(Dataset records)
PR #420, opened 2013-08-16
Implement addEventListener and removeEventListener interface on TimedItem

alancutter:


web-animations.js
```diff
@@ -708,35 +709,64 @@ TimedItem.prototype = {
...
+  },
+  addEventListener: function(type, fun) {
+    if (typeof fun !== 'function' || !(type !== 'start' || type !== 'iteration' ||
+      type !== 'end' || type !== 'cancel')) {
+      return;
+    }
+    if (!isDefinedAndNotNull(this._handlers[type])) {
+      this._handlers[type] = [];
+    }
+    this._handlers[type].push(fun);
```
dstoc: What if 'fun' is already in the list, should it be added again?

web-animations.js
```diff
@@ -708,35 +709,64 @@ TimedItem.prototype = {
...
   get oncancel() {
-    return this._cancelHander;
+    return this._getSingleHandler('cancel');
+  },
+  _setSingleHandler: function(type, fun) {
+    this._handlers[type] = (typeof fun === 'function') ? [fun] : null;
+    this._newHandler(fun);
+  },
+  _getSingleHandler: function(type) {
+    return this._handlers[type] ? this._handlers[type][0] : null;
```
dstoc: Is this how regular dom works? (returning the first added by addEventListener)

web-animations.js
alancutter: It should not, changing code...

web-animations.js
alancutter: This is incorrect behaviour, changing implementation to match behaviour shown in Blink and Firefox.

web-animations.js
```diff
@@ -730,50 +732,114 @@ TimedItem.prototype = {
...
-      isDefinedAndNotNull(this._cancelHandler);
+  _getOnHandler: function(type) {
+    if (isDefinedAndNotNull(this._onHandler[type])) {
+      return this._onHandler[type].func;
+    }
+    return null;
+  },
+  addEventListener: function(type, func) {
+    if (typeof func !== 'function' || !(type !== 'start' || type !== 'iteration' ||
+      type !== 'end' || type !== 'cancel')) {
```
dstoc: Indentation

web-animations.js
```diff
@@ -730,50 +732,114 @@ TimedItem.prototype = {
...
+      return;
+    }
+    if (!isDefinedAndNotNull(this._handlers[type])) {
+      this._handlers[type] = [func];
```
dstoc: Why not initialize _handlers[type] to [] and fall through to the logic below?

web-animations.js
```diff
@@ -730,50 +732,114 @@ TimedItem.prototype = {
...
+  },
+  _callHandlers: function(type, eventFunction) {
+    var onIndex =  -1;
+    if (isDefinedAndNotNull(this._onHandlers[type])) {
+      onIndex =  this._onHandlers[type].index;
+    }
+    var handlersLength = (this._handlers[type] || []).length;
+    for (var i = 0; i < handlersLength; i++) {
+      if (onIndex === i) {
+        this._onHandlers[type].callback(eventFunction());
```
dstoc: We probably only want to create the event once and pass it to all the callers.

web-animations.js
```diff
@@ -730,50 +732,114 @@ TimedItem.prototype = {
...
+      }
+      this._handlers[type][i].call(this, eventFunction());
+    }
+    if (onIndex >= handlersLength) {
+      this._onHandlers[type].callback(eventFunction());
```
dstoc: callback.call(this, ... ) ?

web-animations.js
```diff
@@ -819,16 +885,20 @@ TimedItem.prototype = {
     }
     var startTime = this.startTime + this.specified.startDelay;
 
-    if (isDefinedAndNotNull(this.onstart)) {
+    if (this._hasHandlersForEvent('start')) {
       // Did we pass the start of this animation in the forward direction?
       if (fromTime <= startTime && toTime > startTime) {
-        this.onstart(new TimingEvent(constructorToken, this, 'start',
-            this.specified.startDelay, toGlobal(startTime), firstIteration));
+        this._callHandlers('start', (function() {
```
dstoc: Why are we passing this closure instead of the event? We've already checked that there are handlers for the event.

web-animations.js
```diff
@@ -730,50 +732,114 @@ TimedItem.prototype = {
...
+      return this._hasHandlersForEvent(type);
+    }).bind(this));
+  },
+  _hasHandlersForEvent: function(type) {
+    return (isDefinedAndNotNull(this._handlers[type]) &&
+        this._handlers[type].length > 0) ||
+        isDefinedAndNotNull(this._onHandlers[type]);
+  },
+  _callHandlers: function(type, eventFunction) {
+    var onIndex =  -1;
```
dstoc: extra space here

web-animations.js
```diff
@@ -730,50 +732,114 @@ TimedItem.prototype = {
...
+    if (isDefinedAndNotNull(this._onHandlers[type])) {
+      onIndex =  this._onHandlers[type].index;
```
dstoc: extra space here

alancutter: Fixed.

web-animations.js
alancutter: Fixed.

web-animations.js
alancutter: This is to allow the callback caller function generate a new event object for each callback call (preventing callbacks from modifying the event object received by other callbacks).

web-animations.js
alancutter: onevents execute using the global context for this while addEventListeners get the target element.
https://developer.mozilla.org/en-US/docs/Web/API/EventTarget.addEventListener#The_value_of_this_within_the_handler

web-animations.js
alancutter: I decided against doing so as a callback may modify the event object, do you think this issue should be overlooked?

web-animations.js

web-animations.js
alancutter: Fixed.

web-animations.js
alancutter: Ah, it seems I'm mistaken in regard to this behaviour. The event object should be shared by all event handlers it appears.
Fixed.

dstoc:
Did you mean to use a different account?

web-animations.js
dstoc: I'm not sure. That's not the behavior I saw in Chrome when I was experimenting.

In the example on MDN:

```
onclick="modifyText();"
```

That is setting the onclick _attribute_ to the _string_ "modifyText()". Not to the function modifyText.

That would be equivalent to the following:

```
foo.setAttribute("onclick", "modifyText()");
```

But that doesn't apply to TimedItems as they are not Nodes.

web-animations.js
```diff
@@ -730,50 +732,109 @@ TimedItem.prototype = {
...
+      this._onHandlers[type].index -= 1;
+    }
+    if (this.player) {
+      this.player._checkForHandlers();
+    }
+  },
+  _hasHandlers: function() {
+    return ['start', 'iteration', 'end', 'cancel'].some((function(type) {
+      return this._hasHandlersForEvent(type);
+    }).bind(this));
```
dstoc: I fear that JS engines are unlikely to be able to optimize this.

Seems safer to just write this as return this._hasHandlersForEvent('start') || ...

web-animations.js
```diff
@@ -730,50 +732,109 @@ TimedItem.prototype = {
...
+        this._handlers[type].length > 0) ||
+        isDefinedAndNotNull(this._onHandlers[type]);
+  },
+  _callHandlers: function(type, event) {
+    var onIndex = -1;
+    if (isDefinedAndNotNull(this._onHandlers[type])) {
+      onIndex = this._onHandlers[type].index;
+    }
+    var handlersLength = (this._handlers[type] || []).length;
+    for (var i = 0; i < handlersLength; i++) {
```
dstoc: how about:

```
for (var i = 0; i <= handlersLength; i++) {
  if (onIndex == i) {
    this._onHandlers[type]...
  }
  if (i < handlersLength) {
    this._handlers[type][i]...
  }
```

web-animations.js

web-animations.js
alancutter: Honestly I'm not sure much is being gained by removing a function call duplication at the cost of adding an additional check inside the for loop.

alancutter:
Whoops, I was committing with my personal account. Updated local repo config.

web-animations.js
dstoc: I made this suggestion because I found the existing code hard to follow. The check is negligible here. We should prefer code which is easy to read and verify.

web-animations.js
dstoc: I think the comment above got lost.

alancutter: The code should be updated now.

dstoc: I still see:

```
...
  this._onHandlers[type].callback(event);
}
if (i < handlersLength) {
  this._handlers[type][i].call(this, event);
```

alancutter:
Rebased change onto timing input renames.

dstoc:
I still don't see what happened with https://github.com/web-animations/web-animations-js/pull/420#discussion-diff-5811666

web-animations.js
alancutter: Aaah, confusing! I saw this in an email but not in the outdated diff.
I see your comment regarding the this value now.
Updated accordingly.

→ **TASK DESCRIPTION**: Every entry needs to be copied again, word for word.

→ **TASK OUTPUT**:
PR #420, opened 2013-08-16
Implement addEventListener and removeEventListener interface on TimedItem

alancutter:


web-animations.js
```diff
@@ -708,35 +709,64 @@ TimedItem.prototype = {
...
+  },
+  addEventListener: function(type, fun) {
+    if (typeof fun !== 'function' || !(type !== 'start' || type !== 'iteration' ||
+      type !== 'end' || type !== 'cancel')) {
+      return;
+    }
+    if (!isDefinedAndNotNull(this._handlers[type])) {
+      this._handlers[type] = [];
+    }
+    this._handlers[type].push(fun);
```
dstoc: What if 'fun' is already in the list, should it be added again?

web-animations.js
```diff
@@ -708,35 +709,64 @@ TimedItem.prototype = {
...
   get oncancel() {
-    return this._cancelHander;
+    return this._getSingleHandler('cancel');
+  },
+  _setSingleHandler: function(type, fun) {
+    this._handlers[type] = (typeof fun === 'function') ? [fun] : null;
+    this._newHandler(fun);
+  },
+  _getSingleHandler: function(type) {
+    return this._handlers[type] ? this._handlers[type][0] : null;
```
dstoc: Is this how regular dom works? (returning the first added by addEventListener)

web-animations.js
alancutter: It should not, changing code...

web-animations.js
alancutter: This is incorrect behaviour, changing implementation to match behaviour shown in Blink and Firefox.

web-animations.js
```diff
@@ -730,50 +732,114 @@ TimedItem.prototype = {
...
-      isDefinedAndNotNull(this._cancelHandler);
+  _getOnHandler: function(type) {
+    if (isDefinedAndNotNull(this._onHandler[type])) {
+      return this._onHandler[type].func;
+    }
+    return null;
+  },
+  addEventListener: function(type, func) {
+    if (typeof func !== 'function' || !(type !== 'start' || type !== 'iteration' ||
+      type !== 'end' || type !== 'cancel')) {
```
dstoc: Indentation

web-animations.js
```diff
@@ -730,50 +732,114 @@ TimedItem.prototype = {
...
+      return;
+    }
+    if (!isDefinedAndNotNull(this._handlers[type])) {
+      this._handlers[type] = [func];
```
dstoc: Why not initialize _handlers[type] to [] and fall through to the logic below?

web-animations.js
```diff
@@ -730,50 +732,114 @@ TimedItem.prototype = {
...
+  },
+  _callHandlers: function(type, eventFunction) {
+    var onIndex =  -1;
+    if (isDefinedAndNotNull(this._onHandlers[type])) {
+      onIndex =  this._onHandlers[type].index;
+    }
+    var handlersLength = (this._handlers[type] || []).length;
+    for (var i = 0; i < handlersLength; i++) {
+      if (onIndex === i) {
+        this._onHandlers[type].callback(eventFunction());
```
dstoc: We probably only want to create the event once and pass it to all the callers.

web-animations.js
```diff
@@ -730,50 +732,114 @@ TimedItem.prototype = {
...
+      }
+      this._handlers[type][i].call(this, eventFunction());
+    }
+    if (onIndex >= handlersLength) {
+      this._onHandlers[type].callback(eventFunction());
```
dstoc: callback.call(this, ... ) ?

web-animations.js
```diff
@@ -819,16 +885,20 @@ TimedItem.prototype = {
     }
     var startTime = this.startTime + this.specified.startDelay;
 
-    if (isDefinedAndNotNull(this.onstart)) {
+    if (this._hasHandlersForEvent('start')) {
       // Did we pass the start of this animation in the forward direction?
       if (fromTime <= startTime && toTime > startTime) {
-        this.onstart(new TimingEvent(constructorToken, this, 'start',
-            this.specified.startDelay, toGlobal(startTime), firstIteration));
+        this._callHandlers('start', (function() {
```
dstoc: Why are we passing this closure instead of the event? We've already checked that there are handlers for the event.

web-animations.js
```diff
@@ -730,50 +732,114 @@ TimedItem.prototype = {
...
+      return this._hasHandlersForEvent(type);
+    }).bind(this));
+  },
+  _hasHandlersForEvent: function(type) {
+    return (isDefinedAndNotNull(this._handlers[type]) &&
+        this._handlers[type].length > 0) ||
+        isDefinedAndNotNull(this._onHandlers[type]);
+  },
+  _callHandlers: function(type, eventFunction) {
+    var onIndex =  -1;
```
dstoc: extra space here

web-animations.js
```diff
@@ -730,50 +732,114 @@ TimedItem.prototype = {
...
+    if (isDefinedAndNotNull(this._onHandlers[type])) {
+      onIndex =  this._onHandlers[type].index;
```
dstoc: extra space here

alancutter: Fixed.

web-animations.js
alancutter: Fixed.

web-animations.js
alancutter: This is to allow the callback caller function generate a new event object for each callback call (preventing callbacks from modifying the event object received by other callbacks).

web-animations.js
alancutter: onevents execute using the global context for this while addEventListeners get the target element.
https://developer.mozilla.org/en-US/docs/Web/API/EventTarget.addEventListener#The_value_of_this_within_the_handler

web-animations.js
alancutter: I decided against doing so as a callback may modify the event object, do you think this issue should be overlooked?

web-animations.js

web-animations.js
alancutter: Fixed.

web-animations.js
alancutter: Ah, it seems I'm mistaken in regard to this behaviour. The event object should be shared by all event handlers it appears.
Fixed.

dstoc:
Did you mean to use a different account?

web-animations.js
dstoc: I'm not sure. That's not the behavior I saw in Chrome when I was experimenting.

In the example on MDN:

```
onclick="modifyText();"
```

That is setting the onclick _attribute_ to the _string_ "modifyText()". Not to the function modifyText.

That would be equivalent to the following:

```
foo.setAttribute("onclick", "modifyText()");
```

But that doesn't apply to TimedItems as they are not Nodes.

web-animations.js
```diff
@@ -730,50 +732,109 @@ TimedItem.prototype = {
...
+      this._onHandlers[type].index -= 1;
+    }
+    if (this.player) {
+      this.player._checkForHandlers();
+    }
+  },
+  _hasHandlers: function() {
+    return ['start', 'iteration', 'end', 'cancel'].some((function(type) {
+      return this._hasHandlersForEvent(type);
+    }).bind(this));
```
dstoc: I fear that JS engines are unlikely to be able to optimize this.

Seems safer to just write this as return this._hasHandlersForEvent('start') || ...

web-animations.js
```diff
@@ -730,50 +732,109 @@ TimedItem.prototype = {
...
+        this._handlers[type].length > 0) ||
+        isDefinedAndNotNull(this._onHandlers[type]);
+  },
+  _callHandlers: function(type, event) {
+    var onIndex = -1;
+    if (isDefinedAndNotNull(this._onHandlers[type])) {
+      onIndex = this._onHandlers[type].index;
+    }
+    var handlersLength = (this._handlers[type] || []).length;
+    for (var i = 0; i < handlersLength; i++) {
```
dstoc: how about:

```
for (var i = 0; i <= handlersLength; i++) {
  if (onIndex == i) {
    this._onHandlers[type]...
  }
  if (i < handlersLength) {
    this._handlers[type][i]...
  }
```

web-animations.js

web-animations.js
alancutter: Honestly I'm not sure much is being gained by removing a function call duplication at the cost of adding an additional check inside the for loop.

alancutter:
Whoops, I was committing with my personal account. Updated local repo config.

web-animations.js
dstoc: I made this suggestion because I found the existing code hard to follow. The check is negligible here. We should prefer code which is easy to read and verify.

web-animations.js
dstoc: I think the comment above got lost.

alancutter: The code should be updated now.

dstoc: I still see:

```
...
  this._onHandlers[type].callback(event);
}
if (i < handlersLength) {
  this._handlers[type][i].call(this, event);
```

alancutter:
Rebased change onto timing input renames.

dstoc:
I still don't see what happened with https://github.com/web-animations/web-animations-js/pull/420#discussion-diff-5811666

web-animations.js
alancutter: Aaah, confusing! I saw this in an email but not in the outdated diff.
I see your comment regarding the this value now.
Updated accordingly.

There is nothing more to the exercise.